New Expert Agency May Be Necessary to Regulate Digital Economy, Say Panelists
A new agency of experts should take on the task of regulating this emerging driver of the economy, some panelists said.
Eric Urbach
WASHINGTON, Feb. 9, 2026 – The creation of a new federal agency may be necessary to oversee artificial intelligence and the rest of the digital economy, industry experts said at the State of the Net conference here Monday.
“Right now the government is dumb and stupid when it comes to AI, and it’s kind of deliberately so,” said Blair Levin, policy advisor at New Street Research and former chief of staff at the Federal Communications Commission. “You actually need another agency.”
While it might be possible for existing agencies like the FCC or the Federal Trade Commission to perform such a mission, Levin and the other panelists said that a narrower agency that focused on the specific questions of the digital economy would better protect consumers.
Chris Lewis, CEO of the non-profit advocacy group Public Knowledge, said that because AI intersects with so many facets of regulation–including energy, water, data privacy, copyright issues and free speech–states have necessarily stepped into the void left by the federal government.
The Trump Administration has taken action to contravent burgeoning state laws. A Dec. 11, 2025, executive order seeks to prevent laws deemed "onerous" to the development and deployment of AI, by proposing to withhold federal broadband funds. Several states have pushed back against the preemption approach.
Data centers could be good for consumers
Evan Swartzburger, senior fellow at the Foundation for American Innovation, a tech think tank, said that the wave of interest in data center development could in fact be a huge win for communities in the form of increased fiber access, electric grid upgrades and lower energy costs.
Swartzburger said that data centers need infrastructure including fiber, and if companies strike deals with residential providers for fiber power generation and transmission services, upgrades to the grid and increased fiber access will follow, which can drive costs.
Universal access needs reform
Panelists shared concern that the administration might be tempted to pronounce “mission accomplished” after BEAD is fully implemented, in spite of digital divide and universal access concerns will remain in cities and rural areas–even with BEAD fully implemented.
“There is no thought about what universal service means in an era of AI,” Levin said. “The government does better when it has a process and the right people asking questions designed to get that answer, but right now nobody in the government is asking this question.”
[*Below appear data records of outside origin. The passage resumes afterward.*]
Issue #1906, opened 2024-03-06
Accent appearance variant for nimble-menu-button


codrutaserban:
# 🙋 Feature Request

## 😯 Problem to Solve

In sl-lib-angular a split-button is implemented with a nimble-button and a nimble-menu-button. This split button can be used as a primary button too, and for this, each nimble component needs appearance-variant to be set to accent. 

## 💁 Proposed Solution

Add appearance-variant attribute to nimble-menu-button, as it's available for nimble-button.

<img width="242" alt="Screenshot 2024-03-07 at 10 00 12 AM" src="https://github.com/ni/nimble/assets/1458528/6499148e-45bd-4dbb-be97-d6bf3b11a86b">

Design is available in [Figma](https://www.figma.com/file/PO9mFOu5BCl8aJvFchEeuN/Nimble_Components?type=design&node-id=1295-77205&mode=design)

TrevorKarjanis:
@m-akinc The variant was not added to the [NimbleMenuDirective](https://github.com/ni/nimble/blob/main/angular-workspace/projects/ni/nimble-angular/src/directives/menu-button/nimble-menu-button.directive.ts).

m-akinc:
> @m-akinc The variant was not added to the [NimbleMenuButtonDirective](https://github.com/ni/nimble/blob/main/angular-workspace/projects/ni/nimble-angular/src/directives/menu-button/nimble-menu-button.directive.ts).

Thanks, the issue shouldn’t have been closed yet, as the new attribute needs both Angular and Blazor support. I’ll have a PR up for that later today.

PR #1934, opened 2024-03-14
Support primary and accent variants for toggle and menu buttons

m-akinc:
# Pull Request

## 🤨 Rationale

Fixes: #1906 

## 👩‍💻 Implementation

- The ask was for the accent appearance variant on the menu button, but because the menu button uses the toggle button internally, I added the `appearance-variant` attribute to both toggle and menu button. 
- I added support for both primary and accent appearance variants.
- When adding the new attribute states to the toggle and menu button matrix stories, I moved some common button state arrays to a new file in `patterns/buttons/tests`.
- While examining visual designs/colors, I found and fixed several issues:
    - The `DigitalGreenDark` token value was incorrect, based on the Figma document. I updated this value, which affected block-accent button color and the rich-text mention font color.
    - Anchors in active, prominent, and prominent+active states were using the wrong color tokens.
    - The icon color for outline-accent buttons should match the text color, but didn't.
    - After consulting with Brandon, he directed me to change the active/pressed colors for the block-primary and block-accent button appearances so they would be consistent with other button active/pressed colors. Previously, they were slightly darker versions of the primary and accent colors (see below). This allowed me to remove the two, now-unused tokens: `buttonFillActivePrimaryColor` and `buttonFillAccentActiveColor`.
image

To avoid increasing the size of this PR, Angular/Blazor support will be added in a follow-up PR.

## 🧪 Testing

Lots of manual state styling testing in Storybook. Also Chromatic visual tests.

## ✅ Checklist


packages/nimble-components/src/patterns/button/styles.ts
```diff
@@ -139,39 +133,42 @@ export const styles = css`
...
     }
 
     @layer disabled {
         :host([disabled]) {
-            color: ${buttonLabelDisabledFontColor};
             cursor: default;
         }
 
         :host([disabled]) .control {
+            color: ${buttonLabelDisabledFontColor};
```
m-akinc, line 161: `buttonLabelDisabledFontColor` is the same as `rgba(${actionRgbParitalColor}, 0.3)`, so I replaced it.

packages/nimble-components/src/toggle-button/styles.ts
```diff
@@ -1,20 +1,34 @@
...
-import { styles as buttonStyles } from '../patterns/button/styles';
+import {
+    buttonAppearanceVariantStyles,
+    styles as buttonStyles
+} from '../patterns/button/styles';
+import { appearanceBehavior } from '../utilities/style/appearance';
+import { ButtonAppearance } from './types';
 
 export const styles = css`
+    @layer base, base-selected, hover, focusVisible, active, disabled, top;
```
m-akinc, line 18: By inserting a new `base-selected` layer, I can define the default styling for a toggled-on button, but still let standard hover, focus, active, and disabled styling take precedence.

packages/nimble-components/src/toggle-button/styles.ts
```diff
@@ -76,15 +45,37 @@ export const styles = css`
...
-            border-color: rgba(${fillSelectedRgbPartialColor}, 0.3);
-            box-shadow: none;
-        }
     }
-`;
+`.withBehaviors(
+    appearanceBehavior(
+        ButtonAppearance.outline,
+        css`
+            @layer base-selected {
```
m-akinc, line 53: Need to override the `base-selected` styling for the outline-accent appearance, so that it keeps the same accent color for the label and icons, even when toggled-on.

m-akinc:
@msmithNI do you mind buddying this?

change/@ni-nimble-components-083cf44c-68b4-43f6-b689-efd81c8228b4.json
```diff
@@ -0,0 +1,7 @@
+{
+  "type": "minor",
```
msmithNI, line 2: Since `buttonFillActivePrimaryColor` and `buttonFillAccentActiveColor` were previously exported design tokens, it seems like that makes this a `major` change (and we should note removing those tokens in the change notes).

msmithNI (approved):

change/@ni-nimble-components-083cf44c-68b4-43f6-b689-efd81c8228b4.json
```diff
@@ -0,0 +1,7 @@
+{
```
rajsite, line 1: Haven't reviewed the rest yet but in regards to the following PR comment:

> buttonFillActivePrimaryColor and buttonFillAccentActiveColor (good riddance to inconsistent token names).

Those are inline with :token naming guidance:
https://github.com/ni/nimble/blob/8bb2c33f05e8e9a3db8a86804eabadbd7bc5d033/packages/nimble-components/CONTRIBUTING.md#L489-L498

element: button
part: fill
state: active, primary vs accent, active (the states are [sorted alphabetically](https://github.com/ni/nimble/blob/8bb2c33f05e8e9a3db8a86804eabadbd7bc5d033/packages/nimble-components/CONTRIBUTING.md#L497))
token_type: color

m-akinc: It's good that it wasn't accidental, but it still looks and feels inconsistent. If we had used "AppearanceVariantAccent" and "AppearanceVariantPrimary" instead of just "Accent" and "Primary", that would have solved the inconsistency at the cost of having reasonable name lengths. A better solution might be to give "Active", "Hover", "Selected", "Disabled" their own category separate from all other state descriptors. The other states category could maybe be renamed to **variant**. Now that I've removed those two tokens, it looks like the rest are consistent with the modified scheme I described, so we could change our guidance if we want.

The only tokens I'm not quite clear on are those like `titlePlus1DisabledFontColor`. Apparently "Plus1" is not a state, but rather part of "titlePlus1" (which is the **part**). If so, then it's still consistent with my suggested change. If not, then it was already nonconforming.

rajsite: title-plus1 is the element / part correct.

I don't think I follow your proposal for the naming scheme. May help to give a concrete proposal. Feel free to make a separate PR if you feel passionate about it.

m-akinc: I think it's a worthwhile change to make, so I created #1947

packages/nimble-components/src/menu-button/tests/menu-button.stories.ts
```diff
@@ -5,16 +5,25 @@ import {
     createUserSelectedThemeStory,
```
jattasNI, line 5: The button mdx has a big section about how to use the appearance modes and appearance variants but we don't include that section for the menu button, toggle button, or anchor button even though they now (or in some cases already did) support the same configuration.

Do you know if the guidance is the same for all types of buttons or if there are some states that are not recommended for some button types? You may need to consult with Brandon about this. If the guidance is different then we should document it in each component page. If it's the same then we should add something to each page. I'd be fine with it being a link to the button docs. The other alternative would be to find a way to share it but swap out the components used, which may not be worth the effort.

jattasNI (approved):

packages/nimble-components/src/menu-button/tests/menu-button.stories.ts
m-akinc: For now, I've gone ahead and added that styling section to each of the other button docs. @NIbokeefe is it reasonable to show the same guidance about appearances and appearance variants for anchor, menu, and toggle buttons?

I made some minor edits that came up while doing this. E.g. removed unhelpful `Styling / Theme` section from button docs, made a couple minor wording edits to the button appearance section, and improved wording of spinner's `Styling / Theme` section.

NIbokeefe: @m-akinc 
CC: @jattasNI 

Yes, we can use this solution consistently for all buttons, Action, Toggle, Anchor and Menu.  I've updated the buttons on my end in Figma to reflect those updates.

packages/nimble-components/src/patterns/button/tests/states.ts
```diff
@@ -0,0 +1,23 @@
...
+
+export const appearanceStates: [string, string | undefined][] = Object.entries(
+    ButtonAppearance
+).map(([key, value]) => [pascalCase(key), value]);
+export type AppearanceState = (typeof appearanceStates)[number];
+
+export const appearanceVariantStates: [string, string | undefined][] = Object.entries(ButtonAppearanceVariant).map(([key, value]) => [
+    pascalCase(key),
+    value
+]);
```
rajsite, line 22: You lose `as const`-ness typing of the enum states this way. Also it's not easier to read and not really changing often so don't think being explicit is a maintenance burden. Think it's better to have the stronger type

image

Compared to

image

packages/nimble-components/src/patterns/button/styles.ts
```diff
@@ -139,39 +133,42 @@ export const styles = css`
     @layer active {
         .control:active {
             box-shadow: none;
+            color: ${buttonLabelFontColor};
```
rajsite, line 136: I'll point it out in one spot and let you update all the styles.ts files touched and recheck. Can you make sure these are in [DOM order based on the selector target](https://github.com/ni/nimble/blob/main/packages/nimble-components/docs/css-guidelines.md#group-selectors-by-target-and-document-order)? 

image


```
.control: active {}
.control:active::before {}
... [part start] {}
... [part end] {}
```

packages/nimble-components/src/toggle-button/styles.ts
rajsite: Do you need to actually add a new named layer? Can't we just use `base` again? it should make any selector in here win.

packages/nimble-components/src/toggle-button/styles.ts
rajsite: if we do need the new layer "selected" to me was ambiguous with "active" / "focus" which are the current "user selected" thing to interact with.

This comment makes me think more "pressed" going with the aria naming. And I'd leave off the 'base' prefix.

rajsite, line 18: This kind of override is really hard for me to follow mentally. II don't actually know how redefining `@layer` works. Sucks that it's also hard to inspect in dev tools. If I manually serialize the adoptedStylesheet in storybook with:

```js
console.log(Array.from($0.shadowRoot?.adoptedStyleSheets ?? []).flatMap(sheet => Array.from(sheet.rules).flatMap(rules => rules.cssText.split(';').join(';\n'))).join('\n\n') || 'none');
```

I get:

```
@layer base, base-selected, hover, focusVisible, active, disabled, top;


@layer base, hover, focusVisible, active, disabled, top;


@layer base {
  :host([hidden]) { display: none;
 }
  :host { display: inline-flex;
 }
  :host { background-color: transparent;
 height: var(--ni-nimble-control-height);
 color: var(--ni-nimble-button-label-font-color);
 font: var(--ni-nimble-button-label-font);
 cursor: pointer;
 outline: none;
 border: none;
 box-sizing: border-box;
 vertical-align: middle;
 }
  .control { background-color: transparent;
 height: 100%;
 width: 100%;
 border: var(--ni-nimble-border-width) solid transparent;
 box-sizing: border-box;
 color: inherit;
 border-radius: inherit;
 fill: inherit;
 display: inline-flex;
 align-items: center;
 justify-content: center;
 gap: 4px;
 cursor: inherit;
 font: inherit;
 outline: none;
 margin: 0px;
 padding: 0 var(--ni-nimble-standard-padding);
 position: relative;
 transition: box-shadow var(--ni-nimble-small-delay) ease-in-out,
                border-color var(--ni-nimble-small-delay) ease-in-out,
                background-size var(--ni-nimble-small-delay) ease-in-out;
 background-size: 100% 100%;
 background-repeat: no-repeat;
 background-position: center center;
 }
  :host([content-hidden]) .control { aspect-ratio: 1 / 1;
 padding: 0px;
 }
  .control::before { content: "";
 position: absolute;
 width: 100%;
 height: 100%;
 pointer-events: none;
 box-sizing: border-box;
 outline: transparent solid 0px;
 color: transparent;
 background-clip: content-box;
 transition: outline var(--ni-nimble-small-delay) ease-in-out;
 }
  .content { display: contents;
 }
  :host([content-hidden]) .content { display: inline-block;
 height: 1px;
 width: 1px;
 position: absolute;
 margin: -1px;
 clip: rect(1px, 1px, 1px, 1px);
 clip-path: inset(50%);
 overflow: hidden;
 padding: 0px;
 }
  [part="start"], [part="end"] { display: contents;
 --ni-nimble-icon-color: var(--ni-nimble-button-label-font-color);
 }
}

@layer hover {
  .control:hover { border-color: var(--ni-nimble-border-hover-color);
 box-shadow: 0px 0px 0px var(--ni-nimble-border-width) var(--ni-nimble-border-hover-color) inset;
 }
}

@layer focusVisible {
  .control:focus-visible { border-color: var(--ni-nimble-border-hover-color);
 box-shadow: 0px 0px 0px var(--ni-nimble-border-width) var(--ni-nimble-border-hover-color) inset;
 }
  .control:focus-visible::before { outline: var(--ni-nimble-border-width) solid var(--ni-nimble-border-hover-color);
 outline-offset: -3px;
 }
}

@layer active {
  .control:active { box-shadow: none;
 color: var(--ni-nimble-button-label-font-color);
 border-color: var(--ni-nimble-border-hover-color);
 background-image: linear-gradient(
                var(--ni-nimble-fill-selected-color),
                var(--ni-nimble-fill-selected-color)
            );
 background-size: calc(100% - 2px) calc(100% - 2px);
 }
  .control:active [part="start"], .control:active [part="end"] { --ni-nimble-icon-color: var(--ni-nimble-button-label-font-color);
 }
  .control:active::before { outline: none;
 }
}

@layer disabled {
  :host([disabled]) { cursor: default;
 }
  :host([disabled]) .control { color: var(--ni-nimble-button-label-disabled-font-color);
 box-shadow: none;
 background-image: none;
 background-size: 100% 100%;
 }
  :host([disabled]) .control::before { box-shadow: none;
 }
  :host([disabled]) slot[name="start"]::slotted(*), :host([disabled]) slot[name="end"]::slotted(*) { opacity: 0.3;
 --ni-nimble-icon-color: var(--ni-nimble-button-label-font-color);
 }
}

@layer top {
  @media (prefers-reduced-motion) {
  .control { transition-duration: 0s;
 }
}
  :host([content-hidden]) [part="end"] { display: none;
 }
}

@layer base-selected {
  .control[aria-pressed="true"] [part="start"], .control[aria-pressed="true"] [part="end"] { --ni-nimble-icon-color: var(--ni-nimble-button-label-font-color);
 }
  .control[aria-pressed="true"] { background-color: transparent;
 color: var(--ni-nimble-button-label-font-color);
 background-image: linear-gradient(
                var(--ni-nimble-fill-selected-color),
                var(--ni-nimble-fill-selected-color)
            );
 border-color: rgba(var(--ni-nimble-fill-selected-rgb-partial-color), 0.3);
 }
}

@layer disabled {
  :host([disabled]) .control[aria-pressed="true"] { background-image: linear-gradient(
                var(--ni-nimble-fill-selected-color),
                var(--ni-nimble-fill-selected-color)
            );
 border-color: rgba(var(--ni-nimble-fill-selected-rgb-partial-color), 0.3);
 }
}

@layer base {
  .control { border-color: rgba(var(--ni-nimble-action-rgb-partial-color), 0.3);
 }
}

@layer disabled {
  :host([disabled]) .control { border-color: rgba(var(--ni-nimble-border-rgb-partial-color), 0.3);
 }
}

@layer base {
  :host([appearance-variant="primary"]) .control { border-color: var(--ni-nimble-action-rgb-partial-color);
 }
  :host([appearance-variant="accent"]) [part="start"], :host([appearance-variant="accent"]) [part="end"] { --ni-nimble-icon-color: var(--ni-nimble-button-accent-outline-font-color);
 }
  :host([appearance-variant="accent"]) .control { border-color: var(--ni-nimble-button-border-accent-outline-color);
 color: var(--ni-nimble-button-accent-outline-font-color);
 }
}

@layer active {
  :host([appearance-variant="accent"]) .control:active [part="start"], :host([appearance-variant="accent"]) .control:active [part="end"] { --ni-nimble-icon-color: var(--ni-nimble-button-accent-outline-font-color);
 }
  :host([appearance-variant="accent"]) .control:active { color: var(--ni-nimble-button-accent-outline-font-color);
 }
}

@layer base-selected {
  :host([appearance-variant="accent"]) .control[aria-pressed="true"] [part="start"], :host([appearance-variant="accent"]) .control[aria-pressed="true"] [part="end"] { --ni-nimble-icon-color: var(--ni-nimble-button-accent-outline-font-color);
 }
  :host([appearance-variant="accent"]) .control[aria-pressed="true"] { color: var(--ni-nimble-button-accent-outline-font-color);
 }
}
```

So the source code order matches the dom order well which has been a goal. But the order of the `@layer` definitions was surprising to me. And that the toggle buttons while first were not overridden? Or maybe the first one always wins? I don't know how it works.

Instead of overriding the `@layer` definition I'd rather have one clearly defined in the scope. I'm okay either:
- Merging all the layers into the top one in the button so button has some unused layers
- Making separate `css` tags for each layer config (button vs button+toggle) and updating each user of the button styles to explicitly pull iin only one `@layer` config.

packages/nimble-components/src/toggle-button/styles.ts
m-akinc: Yes, if we just use the `base` layer, then the default "accent" styling takes precedence over the "pressed" styling because of specificity:
image
We want the "pressed" styling to always override the default styling regardless of specificity, which is what CSS layers are designed to do.

packages/nimble-components/src/patterns/button/tests/states.ts
m-akinc: I had just copied these as they were. I'll change them.

packages/nimble-components/src/toggle-button/styles.ts
m-akinc: It's actually pretty straightforward. As the second "NOTE" in [this section of the spec](https://drafts.csswg.org/css-cascade-5/#layer-empty) states, layer ordering is defined by first occurrence of the layer name. So we can always declare the layer order before any other imported content without worrying about the imported content affecting our specified order. The only caveat is that if the imported content declares any layers that we didn't, those will be ordered after (take precedence over) the layers we declared. So, supposing we introduce a new layer in the shared button CSS, and we didn't update the toggle-button `styles.ts`, that layer would be applied last, which is probably wrong. For this reason, your recommendation seems like a good idea. I'll just add the new layer to the shared button styles.

m-akinc: Unfortunately, I think "pressed" is ambiguous with "active", since a button is "active" while it is pressed. I suggest that we instead call it "checked", since that term matches the classes and attribute applied in that state. Plus, if we later introduce similar layers for other controls with binary state, that name will make sense.

packages/nimble-components/src/patterns/button/styles.ts
```diff
@@ -106,11 +104,7 @@ export const styles = css`
             ${accessiblyHidden}
         }
 
-        [part='start'] {
-            display: contents;
-            ${iconColor.cssCustomProperty}: ${buttonLabelFontColor};
-        }
-
+        [part='start'],
```
rajsite, line 107:
```
.control
.control::before
start
content
end
```

It does mean the selectors for start and end should be split. That's fine.

rajsite (approved):

fredvisser (approved):

TrevorKarjanis (approved):
I'm approving just because I can.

But this and other areas discussed on the panel should be considered within the framework of the new agency dedicated to universal access and AI regulation, he said.
David Don, senior vice president of public policy at Comcast, said that while the BEAD program will accomplish much to increase access, additional work must be done to revise the universal service scheme in order to meet its stated mandate.
He said that as a competitive environment continues to grow around AI, regulations will need to evolve to meet the moment.